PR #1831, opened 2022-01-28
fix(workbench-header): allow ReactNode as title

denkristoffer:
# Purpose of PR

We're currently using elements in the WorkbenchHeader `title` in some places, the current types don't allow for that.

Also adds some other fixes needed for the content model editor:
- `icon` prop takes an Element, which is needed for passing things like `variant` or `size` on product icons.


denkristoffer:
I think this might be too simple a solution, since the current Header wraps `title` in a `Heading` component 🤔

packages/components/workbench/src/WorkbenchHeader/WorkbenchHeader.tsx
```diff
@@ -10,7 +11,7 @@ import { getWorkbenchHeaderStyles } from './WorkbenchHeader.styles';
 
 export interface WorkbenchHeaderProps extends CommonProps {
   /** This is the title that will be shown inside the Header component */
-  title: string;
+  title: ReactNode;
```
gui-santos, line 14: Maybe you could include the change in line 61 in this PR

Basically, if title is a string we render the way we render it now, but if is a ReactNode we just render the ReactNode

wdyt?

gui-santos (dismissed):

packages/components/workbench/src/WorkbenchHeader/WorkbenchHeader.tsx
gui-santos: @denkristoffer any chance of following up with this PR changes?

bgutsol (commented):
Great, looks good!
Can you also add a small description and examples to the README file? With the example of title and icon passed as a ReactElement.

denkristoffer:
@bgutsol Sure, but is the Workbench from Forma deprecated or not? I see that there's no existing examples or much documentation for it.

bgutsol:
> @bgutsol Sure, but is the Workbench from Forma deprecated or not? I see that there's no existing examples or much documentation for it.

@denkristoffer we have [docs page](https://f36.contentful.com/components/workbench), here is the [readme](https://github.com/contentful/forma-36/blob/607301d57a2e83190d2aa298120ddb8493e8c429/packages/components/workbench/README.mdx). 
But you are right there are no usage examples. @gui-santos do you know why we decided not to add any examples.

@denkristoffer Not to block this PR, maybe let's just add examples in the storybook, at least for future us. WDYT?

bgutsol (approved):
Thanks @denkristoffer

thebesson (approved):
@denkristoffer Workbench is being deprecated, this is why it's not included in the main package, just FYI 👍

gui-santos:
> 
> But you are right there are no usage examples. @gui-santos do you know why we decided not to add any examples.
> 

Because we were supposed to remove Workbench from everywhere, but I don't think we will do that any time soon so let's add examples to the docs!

───

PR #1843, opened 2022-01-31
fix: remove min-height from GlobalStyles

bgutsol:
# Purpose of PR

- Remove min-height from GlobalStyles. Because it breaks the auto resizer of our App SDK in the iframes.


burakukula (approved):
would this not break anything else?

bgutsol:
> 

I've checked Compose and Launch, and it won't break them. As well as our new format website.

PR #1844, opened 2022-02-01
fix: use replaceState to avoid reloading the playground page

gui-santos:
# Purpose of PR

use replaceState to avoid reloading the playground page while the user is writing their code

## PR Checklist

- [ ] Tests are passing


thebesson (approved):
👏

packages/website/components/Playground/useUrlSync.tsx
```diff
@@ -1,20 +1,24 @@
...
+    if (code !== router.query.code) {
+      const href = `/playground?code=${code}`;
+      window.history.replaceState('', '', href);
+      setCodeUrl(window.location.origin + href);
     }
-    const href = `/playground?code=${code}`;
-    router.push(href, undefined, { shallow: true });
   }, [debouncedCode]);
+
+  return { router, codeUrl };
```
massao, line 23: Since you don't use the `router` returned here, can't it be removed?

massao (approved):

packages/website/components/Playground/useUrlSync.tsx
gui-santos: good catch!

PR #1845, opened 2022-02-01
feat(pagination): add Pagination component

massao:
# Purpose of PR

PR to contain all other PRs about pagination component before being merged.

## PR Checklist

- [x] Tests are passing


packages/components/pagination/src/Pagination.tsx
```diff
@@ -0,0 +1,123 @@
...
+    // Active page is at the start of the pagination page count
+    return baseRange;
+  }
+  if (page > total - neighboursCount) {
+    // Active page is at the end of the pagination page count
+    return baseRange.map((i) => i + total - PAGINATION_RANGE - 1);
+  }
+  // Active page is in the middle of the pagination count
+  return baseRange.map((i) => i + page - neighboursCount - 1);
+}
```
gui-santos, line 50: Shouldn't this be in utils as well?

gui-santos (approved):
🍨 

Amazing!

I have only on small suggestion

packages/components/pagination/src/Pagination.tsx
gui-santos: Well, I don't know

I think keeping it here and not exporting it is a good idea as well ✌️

───

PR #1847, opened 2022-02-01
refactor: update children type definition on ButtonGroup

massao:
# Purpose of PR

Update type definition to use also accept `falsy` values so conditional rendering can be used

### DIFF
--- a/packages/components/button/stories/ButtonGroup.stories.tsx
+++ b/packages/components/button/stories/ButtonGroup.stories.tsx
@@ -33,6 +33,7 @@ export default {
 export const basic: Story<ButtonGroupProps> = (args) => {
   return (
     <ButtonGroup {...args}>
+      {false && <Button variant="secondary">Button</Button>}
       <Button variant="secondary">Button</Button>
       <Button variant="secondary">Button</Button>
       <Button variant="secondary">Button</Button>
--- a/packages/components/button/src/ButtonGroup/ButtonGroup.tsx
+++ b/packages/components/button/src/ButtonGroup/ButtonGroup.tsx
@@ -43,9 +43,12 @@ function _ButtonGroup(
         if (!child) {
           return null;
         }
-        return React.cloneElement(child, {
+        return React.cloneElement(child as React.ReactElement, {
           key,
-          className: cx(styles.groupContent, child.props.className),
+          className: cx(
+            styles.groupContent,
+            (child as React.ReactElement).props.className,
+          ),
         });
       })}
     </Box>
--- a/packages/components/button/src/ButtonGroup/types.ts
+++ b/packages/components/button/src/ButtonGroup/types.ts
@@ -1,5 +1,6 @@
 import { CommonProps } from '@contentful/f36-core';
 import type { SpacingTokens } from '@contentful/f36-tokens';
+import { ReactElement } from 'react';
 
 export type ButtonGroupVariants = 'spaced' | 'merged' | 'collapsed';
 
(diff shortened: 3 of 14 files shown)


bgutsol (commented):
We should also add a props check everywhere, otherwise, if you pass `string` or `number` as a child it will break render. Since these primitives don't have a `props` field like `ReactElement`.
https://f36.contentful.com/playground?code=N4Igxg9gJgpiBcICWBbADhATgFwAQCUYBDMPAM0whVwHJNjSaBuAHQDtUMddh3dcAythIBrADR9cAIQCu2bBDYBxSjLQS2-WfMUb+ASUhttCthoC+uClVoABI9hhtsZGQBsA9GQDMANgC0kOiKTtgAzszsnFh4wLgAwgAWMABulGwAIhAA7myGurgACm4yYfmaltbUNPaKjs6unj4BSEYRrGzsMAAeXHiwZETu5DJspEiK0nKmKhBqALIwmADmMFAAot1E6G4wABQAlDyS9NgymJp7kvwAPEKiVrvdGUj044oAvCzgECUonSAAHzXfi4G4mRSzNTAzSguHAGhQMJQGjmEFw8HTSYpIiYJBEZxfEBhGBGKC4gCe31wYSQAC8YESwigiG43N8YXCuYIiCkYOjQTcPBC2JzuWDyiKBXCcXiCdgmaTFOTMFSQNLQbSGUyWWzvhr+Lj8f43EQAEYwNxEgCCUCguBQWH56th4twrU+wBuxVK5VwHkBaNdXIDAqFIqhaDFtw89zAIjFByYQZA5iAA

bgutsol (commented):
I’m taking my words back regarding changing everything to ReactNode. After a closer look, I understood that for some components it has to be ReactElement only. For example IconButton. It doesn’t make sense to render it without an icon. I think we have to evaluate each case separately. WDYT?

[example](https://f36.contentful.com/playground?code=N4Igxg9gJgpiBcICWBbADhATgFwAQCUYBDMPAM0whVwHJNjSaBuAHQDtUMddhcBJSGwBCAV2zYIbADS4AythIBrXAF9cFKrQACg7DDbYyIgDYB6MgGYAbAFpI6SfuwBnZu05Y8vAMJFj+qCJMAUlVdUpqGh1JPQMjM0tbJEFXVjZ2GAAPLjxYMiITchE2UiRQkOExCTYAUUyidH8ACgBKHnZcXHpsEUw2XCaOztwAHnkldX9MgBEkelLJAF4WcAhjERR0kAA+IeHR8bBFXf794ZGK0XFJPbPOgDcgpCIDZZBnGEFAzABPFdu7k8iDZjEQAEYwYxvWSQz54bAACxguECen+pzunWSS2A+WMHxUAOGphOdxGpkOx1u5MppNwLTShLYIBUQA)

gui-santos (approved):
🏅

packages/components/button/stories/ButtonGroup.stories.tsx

───

### Instructions for the task
From the entries above, give again exactly the lines running from the line with "return React.cloneElement(child as" to the line with "We should also"; include both of those lines.

### Exercise result
+        return React.cloneElement(child as React.ReactElement, {
           key,
-          className: cx(styles.groupContent, child.props.className),
+          className: cx(
+            styles.groupContent,
+            (child as React.ReactElement).props.className,
+          ),
         });
       })}
     </Box>
--- a/packages/components/button/src/ButtonGroup/types.ts
+++ b/packages/components/button/src/ButtonGroup/types.ts
@@ -1,5 +1,6 @@
 import { CommonProps } from '@contentful/f36-core';
 import type { SpacingTokens } from '@contentful/f36-tokens';
+import { ReactElement } from 'react';
 
 export type ButtonGroupVariants = 'spaced' | 'merged' | 'collapsed';
 
(diff shortened: 3 of 14 files shown)


bgutsol (commented):
We should also add a props check everywhere, otherwise, if you pass `string` or `number` as a child it will break render. Since these primitives don't have a `props` field like `ReactElement`.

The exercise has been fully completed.